Claude Corbo
Photo: Nathalie St-Pierre
«C'est un très grand soulagement d'avoir réglé cette situation», déclare le recteur d'entrée de jeu à l'évocation du dossier de l'Îlot Voyageur. Comme le gouvernement en a fait l'annonce récemment, l'UQAM est désormais totalement libérée, financièrement et juridiquement, de ce boulet qu'elle traînait depuis la crise immobilière.
«L'UQAM clôt un chapitre difficile de son histoire, ce qui va lui permettre de s'occuper de son avenir», ajoute Claude Corbo, réitérant sa reconnaissance, en tant que porte-parole de l'université, à l'endroit du gouvernement.
L'annonce concernant la mise en oeuvre de la restructuration de l'Îlot Voyageur constitue une très bonne nouvelle non seulement pour l'UQAM, mais aussi pour le quartier et pour la Ville de Montréal, souligne le recteur. «C'est un quartier culturellement très riche, avec l'UQAM, la Grande Bibliothèque, les Archives nationales, la Cinémathèque, l'Institut national de l'image et du son. Cela vaut la peine de le mettre en valeur.»
L'UQAM, qui a toujours des besoins immobiliers, pourrait-elle occuper des espaces au sein du nouveau complexe qui remplacera le projet de l'Îlot Voyageur? «Nous sommes en train de préparer notre Plan directeur immobilier et nous devons, dans le cadre de cet exercice, déterminer quels seront nos besoins d'espace dans les prochaines années, répond le recteur. Tant que cet exercice n'est pas terminé, la question est prématurée.»
Et l'exercice n'est pas simple, insiste Claude Corbo, car il faut prendre en compte de multiples variables. D'abord, il faut prévoir la croissance du corps professoral. En effet, 145 nouveaux postes de professeurs s'ajouteront d'ici 2014 au plan d'effectifs. Or, comme on ne connaît pas le fin détail de la répartition de ces nouveaux postes, il faut prévoir des ajouts d'espaces ici et là, sans savoir précisément dans quel département chaque nouveau professeur se retrouvera. Les paramètres de l'équation doivent aussi inclure les objectifs de l'UQAM concernant l'accroissement de l'effectif étudiant (notamment les 700 nouveaux étudiants de maîtrise et de doctorat qu'on souhaite recruter dans le cadre du Plan stratégique et du Plan de retour à l'équilibre budgétaire), ainsi que l'évolution des fonds de recherche (pour les besoins en espaces de laboratoire, par exemple) et les normes du ministère de l'Éducation, qui génèrent leurs propres contraintes d'espace.

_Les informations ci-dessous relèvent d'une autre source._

PR #107, opened 2015-11-28
WIP: Updating to the latest msun (Do not merge)

ViralBShah:


src/e_lgamma.c
```diff
@@ -21,16 +21,19 @@
...
+#include <openlibm_math.h>
 #include "math_private.h"
 
-DLLEXPORT double
+extern int signgam;
+
+double
 __ieee754_lgamma(double x)
 {
-#ifdef OPENLIBM_ONLY_THREAD_SAFE
```
tkelman: ref https://github.com/JuliaLang/openlibm/commit/c253db68caea45ee56b7d35e93bb2945b98ddf5b from #78

ViralBShah: I still think that we need the `extern int signgam` if not in the THREAD_SAFE compile mode. All these patches should perhaps be external patches, so that we can sync with msun upstream and then apply our patches.

tkelman: Yeah, figuring out a way to automate the update-and-rebase process would be a really good idea. Maybe something with subtree or sparse checkout could preserve the git history on just the libm parts of the upstream source?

«Dans un Plan directeur immobilier, il faut aussi tenir compte de dimensions qualitatives, observe le recteur. Par exemple, il faut tenter de faire en sorte que les unités d'un même secteur, qu'elles soient académiques ou administratives, soient proches les unes des autres. Il faut aussi concilier les désirs exprimés par les différentes unités et s'assurer d'avoir des espaces plus conviviaux pour nos étudiants. Ce sont tous ces enjeux, à la fois quantitatifs et qualitatifs, qui rendent la chose complexe.»
Si le règlement définitif du dossier de l'Îlot Voyageur a été une bonne nouvelle pour l'UQAM cet automne, le recteur se félicite également de l'aboutissement du projet de refonte des systèmes de gestion administrative. Depuis l'implantation de SIGA3, en octobre, «deux paies ont déjà été émises sans problème. C'est un très bon signe», note le recteur.

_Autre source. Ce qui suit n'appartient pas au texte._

PR #110, opened 2016-01-19
FreeBSD has different pkg-config dir: /usr/local/libdata/

iblis17:
Also, let the `prefix` be configurable from outside(e.g `make prefix=/path`) .

### DIFF
--- a/Make.inc
+++ b/Make.inc
@@ -12,6 +12,12 @@ bindir = $(prefix)/bin
 libdir = $(prefix)/lib
 includedir = $(prefix)/include
 
+ifeq ($(OS), FreeBSD)
+  pkgconfigdir = $(prefix)/libdata/pkgconfig
+else
+  pkgconfigdir = $(libdir)/pkgconfig
+endif
+
 USEGCC = 1
 USECLANG = 0
 
@@ -91,7 +97,7 @@ ifeq ($(OS), WINNT)
   SONAME_FLAG = -soname
   override CFLAGS_add += -nodefaultlibs
   shlibdir = $(bindir)
- else
+else
   ifeq ($(OS), Darwin)
     SHLIB_EXT = dylib
     SONAME_FLAG = -install_name
--- a/Makefile
+++ b/Makefile
@@ -62,9 +62,9 @@ openlibm.pc: openlibm.pc.in Make.inc Makefile
 
 install: all openlibm.pc
 	mkdir -p $(DESTDIR)$(shlibdir)
-	mkdir -p $(DESTDIR)$(libdir)/pkgconfig
+	mkdir -p $(DESTDIR)$(pkgconfigdir)
 	mkdir -p $(DESTDIR)$(includedir)/openlibm
 	cp -f -a libopenlibm.$(SHLIB_EXT)* $(DESTDIR)$(shlibdir)/
 	cp -f -a libopenlibm.a $(DESTDIR)$(libdir)/
 	cp -f -a include/openlibm*.h $(DESTDIR)$(includedir)/
-	cp -f -a openlibm.pc $(DESTDIR)$(libdir)/pkgconfig/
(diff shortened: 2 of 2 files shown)


Make.inc
```diff
@@ -7,9 +7,10 @@ VERSION = 0.5-dev
 SOMAJOR = 2
 SOMINOR = 1
 DESTDIR =
-prefix = /usr/local
+prefix ?= /usr/local
```
nalimilan: This isn't needed AFAIK. All variables can be overridden already.

nalimilan:
Out of curiosity, do you have any references about `libdatadir`? I've never seen other libraries use this variable in their makefiles, and it's not listed e.g. in the GNU make standard variables. So I wonder how FreeBSD handles all those programs that don't support it.

iblis17:
@nalimilan Oh...  `libdatadir` is just my naming, i'm willing to change it if you wish.
Some project use `pkgconfigdir` or whatever you can image.

We can find an example here: [libzmq](https://github.com/zeromq/libzmq/blob/1a502cc190228aef226aadb16808def222c4e09f/configure.ac#L623-L628) have `pkgconfigdir` configurable.
And there is a [freebsd ports](https://github.com/freebsd/freebsd-ports/blob/master/net/libzmq4/Makefile#L35) for it, set it correctly.

For the project which do not support it yet, we are encouraged to report to upstream. Or, we will make a patch for `Makefile`, uploud to freebsd ports. This patch will be apply during installation via ports.

Make.inc
iblis17: Oh. ok i will remove it :smile:

nalimilan:
OK. `pkgconfigdir` looks more common (there are autoconf macros about it), and I find it more explicit.

nalimilan:
(But, really, this sounds like a heroic stance from FreeBSD people to decide to patch all upstream projects for a detail like that... :-)

iblis17:
(Ha. BTW. There is still lots of project using bash script with `#!/bin/bash`, and this is not portable for bsd... I always do PR for this: "hey! our bash is here(`/usr/local/bin/bash`) ... `#!/usr/env bash` would be portable.")

iblis17:
renaming done.

Make.inc
```diff
@@ -10,6 +10,7 @@ DESTDIR =
 prefix = /usr/local
 bindir = $(prefix)/bin
 libdir = $(prefix)/lib
+pkgconfigdir = $(prefix)/libdata/pkgconfig
```
nalimilan: Please keep the default as `$(libdir)/pkgconfig`.

Make.inc
```diff
@@ -103,6 +104,12 @@ ifeq ($(OS), WINNT)
   shlibdir = $(libdir)
 endif
 
+ifeq ($(OS), FreeBSD)
```
nalimilan: You should move this code above, and use it instead of the unconditional definition. Also, use `$(libdir)` as I said above, since people may override it.

Make.inc
iblis17: Oops. sorry for that

Make.inc
iblis17: hmm...  you mean merge this `if` block in to the previous `if` block ?

nalimilan: No, I mean move this to the first place where you define `pkgconfigdir`.

iblis17: Oh, place it after line 15?
and... i try to understand your statement: "use it instead of the unconditional definition".
Would you explain more? I cannot follow your thinking right now.

nalimilan: Instead of line 13.

nalimilan:
Thanks, LGTM.

@ViralBShah Good to go?

iblis17:
@nalimilan Thanks for your patient reviewing.  :)

tkelman:
This looks okay to me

La complexité de ce type de système est telle qu'il faudra encore des mois pour en maîtriser toutes les applications, acquérir l'expertise nécessaire à son entretien et pour que les utilisateurs se l'approprient. «Mais quand on regarde les dépassements de coûts et d'échéancier qu'ont connus plusieurs organismes publics engagés dans le renouvellement de leurs systèmes de gestion administrative, on constate que l'UQAM a géré ce dossier d'une façon très serrée.»

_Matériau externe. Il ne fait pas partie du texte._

PR #210, opened 2018-06-21
open/close PR tool: install crontabs on the host

flo-renaud:
The Ansible role automation/openclose_pr is used to configure a
machine responsible for creating nightly PRs.
This role configures a cron job launching the script
openclose_pr.py every night at 00:23. The role currently does not
install crontabs package on the machine, which leads to deployment
failure.

This commit modifies the Ansible role so that it also requires
crontabs package installation.


Rezney:
LGTM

Le 6 décembre prochain, Claude Corbo participera à la deuxième rencontre des partenaires en éducation conviée par la ministre de l'Éducation, Line Beauchamp, qui portera cette fois-ci sur l'avenir des universités et leur contribution au développement du Québec. Comme on le sait, les universités québécoises accusent un retard de financement important par rapport aux autres établissements universitaires du pays. Or, «on ne peut pas maintenir indéfiniment un tel écart entre les universités québécoises et canadiennes et demander en même temps aux universités québécoises d'être aussi performantes que les universités canadiennes», dit Claude Corbo.
L'objectif de la rencontre du 6 décembre est de faire en sorte qu'on améliore le financement des universités et il faudra pour cela qu'on s'interroge sur le niveau des droits de scolarité, croit le recteur. «Le gouvernement du Québec accorde à ses universités des subventions qui se comparent avantageusement à celles octroyées par les autres provinces, rappelle- t-il. On sait par ailleurs que les droits de scolarité au Québec sont significativement inférieurs à ceux en vigueur dans le reste du Canada.»
Est-ce à dire que de nouvelles hausses sont inévitables? «Je ne pense pas que la gratuité soit une solution, répond Claude Corbo. Je ne pense pas non plus qu'on puisse indéfiniment défendre un gel des droits de scolarité. Cela ne passe pas dans la société québécoise. Il risque d'y avoir une augmentation. La question est de savoir dans quelle mesure, et comment on maintiendra l'accessibilité dans l'éventualité d'une hausse.»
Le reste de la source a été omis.